(Saved entries)
Issue #63, opened 2020-11-13
Splitting the "claims" request


jricher:
§2.8 Requesting OpenID Connect Claims: Editor's note: 

In order to use the "claims" parameter as defined in OIDC, we have to violate the principle of orthogonality in Section 2.9. An alternative approach would be to split up the portions of the claims request, so that "id_token" claims would go into the "subject" field and "userinfo" claims would go into the "resources" request, but this violates the original field definition from OIDC and gets into the territory of defining an identity schema request. This approach would also invalidate extensions to the "claims" standard as each "target" would need to have its own separate mapping to some part of the GNAP protocol.

fimbault:
This is informational, should follow the fate of #64

PR #138, opened 2020-12-03
drop examples of requesting OIDC claims

### LINKED ISSUE #64: Including OpenID Connect claims
§2.8 Requesting OpenID Connect Claims: Editor's note: 

I'm not a fan of GNAP defining how OIDC would work at all and would rather that work be done by the OIDF in an extension. However, I think it is important for discussion to see this kind of thing in context with the rest of the protocol, for now. In the future, I would anticipate this would be defined by the OIDF as a relatively small but robust identity layer on top of GNAP.

aaronpk:
closes #64

### DIFF
--- a/draft-ietf-gnap-core-protocol.md
+++ b/draft-ietf-gnap-core-protocol.md
@@ -73,15 +73,6 @@ normative:
           ins: B. de Medeiros
         -
           ins: C. Mortimore
-    OIDC4IA:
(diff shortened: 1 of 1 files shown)


jricher (approved):

jricher:
Also closes #63

aaronpk:
Apologies, I accidentally clicked the merge button too early before we went through the documented process of adding the "pending merge" tag. I've recreated this PR as #140.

▶ [YOUR GOAL]: Pull out all lines of the data with the string "core".

▶ [TASK RESULT]:
--- a/draft-ietf-gnap-core-protocol.md
+++ b/draft-ietf-gnap-core-protocol.md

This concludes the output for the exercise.